What is required:
Scan the data below. Pull out each line where "from" occurs.

Provided records:
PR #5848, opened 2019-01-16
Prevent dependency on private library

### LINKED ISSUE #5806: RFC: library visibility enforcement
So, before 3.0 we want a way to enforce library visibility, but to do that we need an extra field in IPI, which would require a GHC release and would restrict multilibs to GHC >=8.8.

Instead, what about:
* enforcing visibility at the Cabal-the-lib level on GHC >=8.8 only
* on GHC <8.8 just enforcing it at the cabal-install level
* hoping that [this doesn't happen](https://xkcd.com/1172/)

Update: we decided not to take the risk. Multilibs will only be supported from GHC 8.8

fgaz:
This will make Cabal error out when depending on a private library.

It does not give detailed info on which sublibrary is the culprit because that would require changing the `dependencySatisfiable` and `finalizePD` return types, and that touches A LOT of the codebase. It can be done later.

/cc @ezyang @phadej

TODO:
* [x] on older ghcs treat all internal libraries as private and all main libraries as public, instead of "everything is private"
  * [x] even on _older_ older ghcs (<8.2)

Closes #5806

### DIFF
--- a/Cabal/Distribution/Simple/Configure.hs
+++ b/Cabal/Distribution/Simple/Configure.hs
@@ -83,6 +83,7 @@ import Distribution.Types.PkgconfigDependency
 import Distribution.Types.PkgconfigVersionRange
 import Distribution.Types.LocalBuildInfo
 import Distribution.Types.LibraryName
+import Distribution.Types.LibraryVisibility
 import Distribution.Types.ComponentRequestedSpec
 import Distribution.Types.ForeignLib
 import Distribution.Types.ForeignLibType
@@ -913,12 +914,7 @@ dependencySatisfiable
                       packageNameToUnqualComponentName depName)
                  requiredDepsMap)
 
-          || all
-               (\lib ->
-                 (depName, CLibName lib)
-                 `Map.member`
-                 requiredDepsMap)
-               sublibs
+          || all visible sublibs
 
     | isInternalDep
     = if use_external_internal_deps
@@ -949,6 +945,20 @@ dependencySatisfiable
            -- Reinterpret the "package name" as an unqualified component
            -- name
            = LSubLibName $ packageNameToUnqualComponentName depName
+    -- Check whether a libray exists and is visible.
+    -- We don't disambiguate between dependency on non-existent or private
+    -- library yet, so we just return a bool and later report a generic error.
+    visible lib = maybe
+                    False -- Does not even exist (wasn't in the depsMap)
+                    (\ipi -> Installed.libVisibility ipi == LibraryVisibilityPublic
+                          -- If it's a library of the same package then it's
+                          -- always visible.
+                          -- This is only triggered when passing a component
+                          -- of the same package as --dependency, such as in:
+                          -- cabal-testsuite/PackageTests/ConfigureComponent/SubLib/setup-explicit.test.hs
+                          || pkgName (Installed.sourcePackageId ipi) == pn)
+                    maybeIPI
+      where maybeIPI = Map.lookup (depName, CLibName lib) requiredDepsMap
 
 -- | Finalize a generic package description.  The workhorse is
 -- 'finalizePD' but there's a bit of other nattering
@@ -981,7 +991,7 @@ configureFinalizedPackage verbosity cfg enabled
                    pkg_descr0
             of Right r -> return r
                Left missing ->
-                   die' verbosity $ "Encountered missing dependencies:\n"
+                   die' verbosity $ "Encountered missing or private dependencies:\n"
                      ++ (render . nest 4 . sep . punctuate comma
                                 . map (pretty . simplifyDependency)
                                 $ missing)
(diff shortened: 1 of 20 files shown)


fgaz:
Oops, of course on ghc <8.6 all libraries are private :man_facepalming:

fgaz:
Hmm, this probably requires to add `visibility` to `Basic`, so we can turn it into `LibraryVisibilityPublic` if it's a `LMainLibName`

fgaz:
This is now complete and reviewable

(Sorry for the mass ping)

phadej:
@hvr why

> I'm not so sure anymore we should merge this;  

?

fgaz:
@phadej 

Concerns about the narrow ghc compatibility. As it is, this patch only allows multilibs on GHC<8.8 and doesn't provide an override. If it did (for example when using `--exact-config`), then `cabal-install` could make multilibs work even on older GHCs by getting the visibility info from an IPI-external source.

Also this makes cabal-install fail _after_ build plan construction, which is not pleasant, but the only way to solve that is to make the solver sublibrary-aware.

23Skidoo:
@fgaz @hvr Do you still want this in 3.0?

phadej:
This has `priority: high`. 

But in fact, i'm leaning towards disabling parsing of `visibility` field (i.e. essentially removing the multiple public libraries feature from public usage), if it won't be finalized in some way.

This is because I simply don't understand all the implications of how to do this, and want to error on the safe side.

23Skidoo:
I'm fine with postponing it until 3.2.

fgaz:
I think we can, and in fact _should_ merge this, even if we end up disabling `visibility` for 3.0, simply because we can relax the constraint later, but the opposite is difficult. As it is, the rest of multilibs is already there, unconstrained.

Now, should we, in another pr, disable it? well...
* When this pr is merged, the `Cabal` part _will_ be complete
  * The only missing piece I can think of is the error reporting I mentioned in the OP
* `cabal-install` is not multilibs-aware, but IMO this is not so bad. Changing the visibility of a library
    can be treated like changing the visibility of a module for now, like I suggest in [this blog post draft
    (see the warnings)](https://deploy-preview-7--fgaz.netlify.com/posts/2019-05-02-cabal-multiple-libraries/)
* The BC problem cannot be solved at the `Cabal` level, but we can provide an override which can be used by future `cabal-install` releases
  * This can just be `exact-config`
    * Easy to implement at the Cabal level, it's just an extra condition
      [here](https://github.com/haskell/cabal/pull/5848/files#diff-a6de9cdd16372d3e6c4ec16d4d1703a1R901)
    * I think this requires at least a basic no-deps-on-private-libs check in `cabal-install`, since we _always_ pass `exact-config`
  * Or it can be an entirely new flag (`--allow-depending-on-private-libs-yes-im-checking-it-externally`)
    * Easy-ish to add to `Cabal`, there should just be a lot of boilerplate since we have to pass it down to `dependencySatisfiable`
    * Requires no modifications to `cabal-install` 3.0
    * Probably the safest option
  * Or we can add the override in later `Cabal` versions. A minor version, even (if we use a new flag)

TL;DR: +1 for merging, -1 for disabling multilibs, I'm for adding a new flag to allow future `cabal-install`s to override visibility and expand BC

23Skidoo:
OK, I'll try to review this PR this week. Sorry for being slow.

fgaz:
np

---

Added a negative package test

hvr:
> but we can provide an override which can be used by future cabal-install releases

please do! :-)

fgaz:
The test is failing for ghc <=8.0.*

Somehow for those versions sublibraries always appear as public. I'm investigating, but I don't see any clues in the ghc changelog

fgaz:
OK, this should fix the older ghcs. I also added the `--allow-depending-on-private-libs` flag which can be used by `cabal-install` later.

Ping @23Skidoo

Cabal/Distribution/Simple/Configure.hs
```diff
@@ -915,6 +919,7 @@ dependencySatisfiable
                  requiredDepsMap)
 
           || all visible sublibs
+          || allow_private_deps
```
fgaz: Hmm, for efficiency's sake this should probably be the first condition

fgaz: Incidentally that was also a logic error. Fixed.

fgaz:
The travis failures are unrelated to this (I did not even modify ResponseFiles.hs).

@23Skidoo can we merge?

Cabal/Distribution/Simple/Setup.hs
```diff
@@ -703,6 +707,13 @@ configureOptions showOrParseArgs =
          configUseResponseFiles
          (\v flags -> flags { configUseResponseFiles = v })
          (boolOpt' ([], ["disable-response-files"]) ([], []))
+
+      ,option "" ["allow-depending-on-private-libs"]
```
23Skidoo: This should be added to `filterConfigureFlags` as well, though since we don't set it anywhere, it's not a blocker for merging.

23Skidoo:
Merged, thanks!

Output:
Update: we decided not to take the risk. Multilibs will only be supported from GHC 8.8
Concerns about the narrow ghc compatibility. As it is, this patch only allows multilibs on GHC<8.8 and doesn't provide an override. If it did (for example when using `--exact-config`), then `cabal-install` could make multilibs work even on older GHCs by getting the visibility info from an IPI-external source.
But in fact, i'm leaning towards disabling parsing of `visibility` field (i.e. essentially removing the multiple public libraries feature from public usage), if it won't be finalized in some way.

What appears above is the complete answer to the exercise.